Tuesday, 29 August 2023

Oysters

Hans Iten


Oysters
 
 
Our shells clacked on the plates.
My tongue was a filling estuary,
My palate hung with starlight:
As I tasted the salty Pleiades
Orion dipped his foot into the water.

Alive and violated,
They lay on their beds of ice:
Bivalves: the split bulb
And philandering sigh of ocean.
Millions of them ripped and shucked and scattered.

We had driven to that coast
Through flowers and limestone
And there we were, toasting friendship,
Laying down a perfect memory
In the cool of thatch and crockery.

Over the Alps, packed deep in hay and snow,
The Romans hauled their oysters south to Rome:
I saw damp panniers disgorge
The frond-lipped, brine-stung
Glut of privilege.

And was angry that my trust could not repose
In the clear light, like poetry or freedom
Leaning in from sea. I ate the day
Deliberately, that its tang
Might quicken me all into verb, pure verb.
 
 

Seamus Heaney 
 
 
Reading this poem I find myself trying to add up the words as if their total will be equal to the meaning. 
 
 But it doesn't work.
 
I start again. This time I envision the images.
The sound of the shells hitting the plate, the water reflecting the stars, the constellations - and the poet feeling as if he is tasting all those.

Then the image of millions of oyster shells opened up and discarded on a beach. A sense of futility, of desolation.

Seamus driving through the countryside, and spending time with friends in a stone cottage, thinking as he does this about the distant past, the Romans transporting their loads of oysters across the mountains to wealthy buyers in Rome. (Is this a comment about how beauty has been sold like a product?)

And then the last stanza - "I was angry that my trust could not repose in the clear light..." - what does that mean? Is it that he wants to be fully honest and open, but cannot trust how that would be received or used? 

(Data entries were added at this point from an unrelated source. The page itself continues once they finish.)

PR #550, opened 2026-08-03
refactor(e2e): single-source the k3d bring-up prelude (#541 review)

LukasWodka:
## Single-source the e2e k3d bring-up prelude

Addresses @saqlainsyed007's review on [#541](https://github.com/tracebloc/client/pull/541) (thread on `scripts/tests/e2e-seal-check.sh:36`): the bring-up prelude was copy-pasted near-verbatim across `scripts/tests/e2e-*.sh`, and multiple Bugbot rounds had to edit every copy in lockstep or they'd drift.

### What's extracted → `scripts/tests/lib/e2e-common.sh`
Two functions — the parts that were **byte-identical** and drift-prone:
- **`e2e_isolate_env <name>`** — `USER` + `CLUSTER_NAME` default + `TRACEBLOC_NO_AUTOSTART` (the distinct default is the arg, still env-overridable).
- **`e2e_install_prereqs`** — `has docker` + `umask 022` + `install_{kubectl,k3d,helm}` (the sequence the Bugbot rounds kept changing).

`e2e-cluster` / `e2e-proxy` / `e2e-journey` / `e2e-auto-upgrade` now source the lib and call these; each keeps its own `CLUSTER_NAME` and test logic. `e2e-auto-upgrade` keeps its extra `has jq` guard right before the call.

### Deliberately **not** unified (unifying would change behavior)
- **The sub-lib `source` set** — `e2e-proxy`/`e2e-journey` source `common`+`setup-linux`+`cluster` only; `e2e-cluster`/`e2e-auto-upgrade` also source `preflight` (which has top-level `PF_*` side effects). ⚠️ *Both proxy and journey call `create_cluster` — which uses `_pf_recheck_runtime_mem`, defined only in `preflight.sh` — without sourcing it. That's a pre-existing inconsistency worth a separate look; I did not change it here.*
- **`cleanup`/`trap` bodies** — each reaps its own extra resources (a squid container, work dirs) beyond the k3d cluster.
- **`CHART_DIR`** — only the chart-installing scripts set it.

### Scope note
`e2e-seal-check.sh` lives on the still-open #541 branch, not `develop`, so it's **not** touched here (keeps this PR non-stacked). It adopts the lib as a fast-follow once both land.

### Verified
- Added the lib to **both** shellcheck gates: `installer-tests.yaml` and the **required** `standard-checks.yml` Lint.
- `shellcheck --severity=error` (the gate) **and** `--severity=warning` clean on all 5 files; `bash -n` ok.
- Net −20 lines of duplication. The live `e2e-cluster` / `e2e-proxy` / `e2e-journey` / `upgrade-e2e` CI jobs exercise the refactored scripts on this PR.

Targets `develop`.

---

> [!NOTE]
> **Low Risk**
> Test-harness refactor with no production installer behavior change; existing e2e CI jobs exercise the updated scripts.
> 
> **Overview**
> **Centralizes the duplicated k3d e2e bring-up prelude** in `scripts/tests/lib/e2e-common.sh`: `e2e_isolate_env` sets `USER`, a per-script default `CLUSTER_NAME`, and `TRACEBLOC_NO_AUTOSTART`; `e2e_install_prereqs` checks Docker, sets `umask`, and runs `install_kubectl` / `install_k3d` / `install_helm`.
> 
> `e2e-cluster`, `e2e-proxy`, `e2e-journey`, and `e2e-auto-upgrade` now source that lib instead of inlining the same blocks (each still passes its own cluster name; auto-upgrade keeps its separate `jq` check).
> 
> CI **Lint** and **installer-tests** shellcheck steps include the new file. `.gitignore` adds `!scripts/tests/lib/` so the test lib is not swallowed by the existing `lib/` ignore rule.
> 
> <sup>Reviewed by [Cursor Bugbot](https://cursor.com/bugbot) for commit a2b2be37afc04f2a8dbb384206060fa4fca782e5. Bugbot is set up for automated code reviews on this repo. Configure [here](https://www.cursor.com/dashboard/bugbot).</sup>

### DIFF
--- a/.github/workflows/installer-tests.yaml
+++ b/.github/workflows/installer-tests.yaml
@@ -67,11 +67,11 @@ jobs:
           # below for visibility but don't fail the gate.
           shellcheck --severity=error --shell=bash \
             scripts/install.sh scripts/install-k8s.sh scripts/gen-manifest.sh scripts/check-facts.sh scripts/check-style.sh scripts/resolve-ingestor-digest.sh scripts/lib/*.sh \
-            scripts/tests/check-drift.sh scripts/tests/distro-prereqs.sh scripts/tests/e2e-auto-upgrade.sh scripts/tests/e2e-seal-check.sh scripts/tests/e2e-cluster.sh scripts/tests/e2e-journey.sh scripts/tests/e2e-proxy.sh scripts/tests/path-persist.sh
+            scripts/tests/check-drift.sh scripts/tests/distro-prereqs.sh scripts/tests/e2e-auto-upgrade.sh scripts/tests/e2e-seal-check.sh scripts/tests/e2e-cluster.sh scripts/tests/e2e-journey.sh scripts/tests/e2e-proxy.sh scripts/tests/lib/e2e-common.sh scripts/tests/path-persist.sh
           echo "── shellcheck warnings (advisory, non-blocking) ──"
           shellcheck --severity=warning --shell=bash \
             scripts/install.sh scripts/install-k8s.sh scripts/gen-manifest.sh scripts/check-facts.sh scripts/check-style.sh scripts/resolve-ingestor-digest.sh scripts/lib/*.sh \
-            scripts/tests/check-drift.sh scripts/tests/distro-prereqs.sh scripts/tests/e2e-auto-upgrade.sh scripts/tests/e2e-seal-check.sh scripts/tests/e2e-cluster.sh scripts/tests/e2e-journey.sh scripts/tests/e2e-proxy.sh scripts/tests/path-persist.sh || true
+            scripts/tests/check-drift.sh scripts/tests/distro-prereqs.sh scripts/tests/e2e-auto-upgrade.sh scripts/tests/e2e-seal-check.sh scripts/tests/e2e-cluster.sh scripts/tests/e2e-journey.sh scripts/tests/e2e-proxy.sh scripts/tests/lib/e2e-common.sh scripts/tests/path-persist.sh || true
 
       - name: Installer manifest is current (supply-chain, R8)
         # The bootstrap verifies each sub-script against scripts/manifest.sha256
--- a/scripts/tests/e2e-cluster.sh
+++ b/scripts/tests/e2e-cluster.sh
@@ -21,11 +21,10 @@ set -euo pipefail
 HERE="$(cd "$(dirname "${BASH_SOURCE[0]}")" && pwd)"
 LIB="$HERE/../lib"
 
-# Isolated cluster name so we never touch a real 'tracebloc' cluster; opt out of
-# autostart so we don't reconfigure docker.service / restart policies on the host.
-export USER="${USER:-$(id -un)}"
-export CLUSTER_NAME="${CLUSTER_NAME:-tbe2e}"
-export TRACEBLOC_NO_AUTOSTART=1
+# Shared bring-up contract (isolation env + tool-install prereqs).
+# shellcheck source=/dev/null
+source "$HERE/lib/e2e-common.sh"
+e2e_isolate_env tbe2e
 
 # shellcheck source=/dev/null
 source "$LIB/common.sh"
@@ -45,11 +44,7 @@ echo "════════════════════════�
 
 # Docker is preinstalled + running on the runner; we only need the CLI tools the
 # cluster step uses. (We do NOT run install_docker_engine — no daemon gymnastics.)
-has docker || error "Docker is not available on this host."
-umask 022
-install_kubectl
-install_k3d
-install_helm
+e2e_install_prereqs
 
 echo "── create_cluster() — the installer's real cluster-bring-up path ──"
 create_cluster
--- a/.github/workflows/standard-checks.yml
+++ b/.github/workflows/standard-checks.yml
@@ -44,7 +44,7 @@ jobs:
           shellcheck --version | grep version
           shellcheck --severity=error --shell=bash \
             scripts/install.sh scripts/install-k8s.sh scripts/resolve-ingestor-digest.sh scripts/lib/*.sh \
-            scripts/tests/distro-prereqs.sh scripts/tests/e2e-cluster.sh scripts/tests/e2e-proxy.sh scripts/tests/e2e-auto-upgrade.sh scripts/tests/e2e-seal-check.sh
+            scripts/tests/distro-prereqs.sh scripts/tests/e2e-cluster.sh scripts/tests/e2e-proxy.sh scripts/tests/e2e-auto-upgrade.sh scripts/tests/e2e-seal-check.sh scripts/tests/lib/e2e-common.sh
 
   unit-tests:
     name: Unit tests
--- a/.gitignore
+++ b/.gitignore
@@ -34,6 +34,7 @@ eggs/
 .eggs/
 lib/
 !scripts/lib/
+!scripts/tests/lib/
 lib64/
 parts/
 sdist/
--- a/scripts/tests/e2e-auto-upgrade.sh
+++ b/scripts/tests/e2e-auto-upgrade.sh
@@ -46,11 +46,10 @@ HERE="$(cd "$(dirname "${BASH_SOURCE[0]}")" && pwd)"
 LIB="$HERE/../lib"
 CHART_DIR="$HERE/../../client"
 
-# Isolated cluster + release so we never touch a real 'tracebloc' install; opt
-# out of autostart so we don't reconfigure docker.service on the host.
-export USER="${USER:-$(id -un)}"
-export CLUSTER_NAME="${CLUSTER_NAME:-tbupg}"
-export TRACEBLOC_NO_AUTOSTART=1
+# Shared bring-up contract (isolation env + tool-install prereqs).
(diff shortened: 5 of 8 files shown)


scripts/tests/e2e-cluster.sh
```diff
@@ -21,11 +21,10 @@ set -euo pipefail
...
 LIB="$HERE/../lib"
 
-# Isolated cluster name so we never touch a real 'tracebloc' cluster; opt out of
-# autostart so we don't reconfigure docker.service / restart policies on the host.
-export USER="${USER:-$(id -un)}"
-export CLUSTER_NAME="${CLUSTER_NAME:-tbe2e}"
-export TRACEBLOC_NO_AUTOSTART=1
+# Shared bring-up contract (isolation env + tool-install prereqs).
+# shellcheck source=/dev/null
+source "$HERE/lib/e2e-common.sh"
```
saqlainsyed007, line 26: Blocking: this sources `scripts/tests/lib/e2e-common.sh`, but that file is **not in this commit** — `git show --stat f709559` adds no new file and `git cat-file -e HEAD:scripts/tests/lib/e2e-common.sh` reports it does not exist. It appears the newly-created lib was never `git add`ed.

With `set -euo pipefail` (line 19), `source` on a missing file returns non-zero and aborts the script here, before `create_cluster` — so the `e2e-cluster` job (and identically `e2e-proxy.sh:28`, `e2e-journey.sh:48`, `e2e-auto-upgrade.sh:51`) dies at bring-up. `e2e_isolate_env`/`e2e_install_prereqs` are also undefined, dropping the isolation env and the docker-check/umask/tool-install prereqs entirely. Please `git add` and push the lib.

.github/workflows/installer-tests.yaml
```diff
@@ -67,11 +67,11 @@ jobs:
           # below for visibility but don't fail the gate.
           shellcheck --severity=error --shell=bash \
             scripts/install.sh scripts/install-k8s.sh scripts/gen-manifest.sh scripts/check-facts.sh scripts/check-style.sh scripts/resolve-ingestor-digest.sh scripts/lib/*.sh \
-            scripts/tests/check-drift.sh scripts/tests/distro-prereqs.sh scripts/tests/e2e-auto-upgrade.sh scripts/tests/e2e-cluster.sh scripts/tests/e2e-journey.sh scripts/tests/e2e-proxy.sh scripts/tests/path-persist.sh
+            scripts/tests/check-drift.sh scripts/tests/distro-prereqs.sh scripts/tests/e2e-auto-upgrade.sh scripts/tests/e2e-cluster.sh scripts/tests/e2e-journey.sh scripts/tests/e2e-proxy.sh scripts/tests/lib/e2e-common.sh scripts/tests/path-persist.sh
```
saqlainsyed007: Same root cause: this adds `scripts/tests/lib/e2e-common.sh` to the shellcheck arg list (and again on line 74, and in `standard-checks.yml:47`), but the file is not committed in this PR. `shellcheck` on a nonexistent path errors (`openBinaryFile: does not exist`) and fails the gate — including the required standard-checks Lint. The PR's "shellcheck clean" claim only holds against the uncommitted local copy; commit the lib to make this real.

saqlainsyed007 (changes requested):
## Blocking: the extracted lib `scripts/tests/lib/e2e-common.sh` is never committed

The entire refactor pivots on a new shared file, but that file is **not part of this commit**. `git show --stat f709559` lists only the 6 modified files and adds nothing new; `git cat-file -e HEAD:scripts/tests/lib/e2e-common.sh` → *does not exist in HEAD*. There is no `e2e-common.sh` anywhere in the tree. This looks like a missing `git add` of the newly-created lib.

Consequences — this is not behavior-preserving, it is a hard break of every call site:

1. **Runtime abort in all 4 scripts.** `e2e-cluster.sh:26`, `e2e-proxy.sh:28`, `e2e-journey.sh:48`, `e2e-auto-upgrade.sh:51` each do `source "$HERE/lib/e2e-common.sh"`. Under the `set -euo pipefail` at the top of each script, sourcing a missing file fails immediately (`No such file or directory`, non-zero) and the script exits before ever reaching `create_cluster`. The `e2e-cluster` / `e2e-proxy` / `e2e-journey` / `upgrade-e2e` CI jobs all die at bring-up. Even if the source somehow continued, `e2e_isolate_env` and `e2e_install_prereqs` are undefined → the isolation env (`CLUSTER_NAME`/`USER`/`TRACEBLOC_NO_AUTOSTART`) and the docker-check/umask/tool-installs are silently lost, so the seal-check/egress posture the #541 review depends on is gone.
2. **Both shellcheck gates fail on a missing path.** `standard-checks.yml:47` and `installer-tests.yaml:70,74` now pass `scripts/tests/lib/e2e-common.sh` to `shellcheck`; with the file absent, shellcheck errors `openBinaryFile: does not exist`, breaking the required Lint. This contradicts the PR's "shellcheck clean on all 5 files" / "CI exercises the refactored scripts" claims — those can only have passed against an uncommitted local file.

**Fix:** `git add scripts/tests/lib/e2e-common.sh` and push. I could not review the actual behavior-preservation of `e2e_isolate_env` / `e2e_install_prereqs` (dropped flags, ordering, env defaults, `has docker` guard, `umask 022`) because the file isn't in the PR — please re-request review once the lib is committed so the extracted bodies can be diffed against the former inline copies.

**Verdict: REQUEST_CHANGES.**

scripts/tests/e2e-cluster.sh
LukasWodka: Fixed — you're exactly right, the lib was never committed. Root cause: `.gitignore` has `lib/` (a Python-build pattern) with only `!scripts/lib/` excepted, so `scripts/tests/lib/` was ignored and `git add -A` silently skipped the new file. Added `!scripts/tests/lib/` and committed the lib (`git cat-file -e HEAD:scripts/tests/lib/e2e-common.sh` now passes). Also rebased onto the post-#541 develop.

.github/workflows/installer-tests.yaml
LukasWodka: Same fix — the lib is now committed, so the shellcheck path resolves. Re-ran `shellcheck --severity=error` on the lib + all 4 scripts locally: clean. And the shellcheck lists now carry BOTH e2e-seal-check.sh (from #541, which merged) and lib/e2e-common.sh, resolved in the rebase.

saqlainsyed007 (approved):
**Re-review of a2b2be3** (prior REQUEST_CHANGES was review 4844149284 at f709559).

**Prior blocker RESOLVED.** The one root-cause finding — the extracted shared file `scripts/tests/lib/e2e-common.sh` was never `git add`ed — is fixed: the file is now committed and tracked in the tree at this SHA, appears in the PR file list (ADDED, +51), and `.gitignore` now carries `!scripts/tests/lib/` (mirroring the existing `!scripts/lib/`) so the dir is no longer swallowed by the `lib/` ignore. Every `source "$HERE/lib/e2e-common.sh"` now resolves, so `set -euo pipefail` no longer aborts the four callers, and both shellcheck lists reference a file that exists.

**Behavior preservation now verifiable — and faithful.**
- `e2e_isolate_env <name>` reproduces the old inline block exactly (`export USER="${USER:-$(id -un)}"`, `export CLUSTER_NAME="${CLUSTER_NAME:-$1}"`, `export TRACEBLOC_NO_AUTOSTART=1`). Each caller passes its own former default — e2e-cluster `tbe2e`, e2e-journey `tbe2e-journey`, e2e-proxy `tbproxy`, e2e-auto-upgrade `tbupg` — and env override is preserved.
- `e2e_install_prereqs` reproduces the old block byte-for-byte: `has docker || error`, `umask 022`, `install_kubectl`/`install_k3d`/`install_helm`.
- Sourcing/ordering is correct in all four: the lib is sourced first (functions only, no side effects, no `set -e` — right for a sourced lib), `e2e_isolate_env` runs, then common.sh + setup-linux.sh + cluster.sh are sourced, and `e2e_install_prereqs` is called only afterward, so `has`/`error`/`install_*` resolve at call time.
- Correctly NOT unified: `preflight.sh` is still sourced only by e2e-cluster + e2e-auto-upgrade (the pre-existing proxy/journey inconsistency is flagged in the lib header, not silently "fixed"); each script keeps its own `cleanup`/`trap cleanup EXIT`; CHART_DIR stays local to auto-upgrade.
- e2e-auto-upgrade keeps its extra `has jq || error` guard. (Minor, non-blocking: it now runs just before the docker check inside `e2e_install_prereqs` rather than just after it — both are fail-fast guards, so behavior is unchanged.)
- e2e-seal-check.sh is deliberately untouched (fast-follow per the description) and still carries its own inline prelude, so nothing is half-migrated or double-brought-up. The #541 seal-check/egress posture is unaffected.

**Verification I ran at this SHA:** `git cat-file -e HEAD:scripts/tests/lib/e2e-common.sh` (exists); `bash -n` clean on the lib + all four callers; `shellcheck --severity=error` **clean** across the lib, the four callers, and e2e-seal-check (the required standard-checks Lint gate), and `--severity=warning` clean too. Both workflow shellcheck lists now include `scripts/tests/lib/e2e-common.sh`.

No blocking issues and no behavior regressions. Approving.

And - "I ate the day." Wonderful! First he eats the oyster, and it opens a crack in history and friendship and the desire to be fully open to others - and now, 'eating the day', he overrides his anger at not being able to trust truth to words, by turning himself from words into verbs - that is, action.
 
 Words alive in gesture and motion. 
Words speaking through his entire body, his life.
 

I don't know if that's what the poem is about, but I might be closer to it.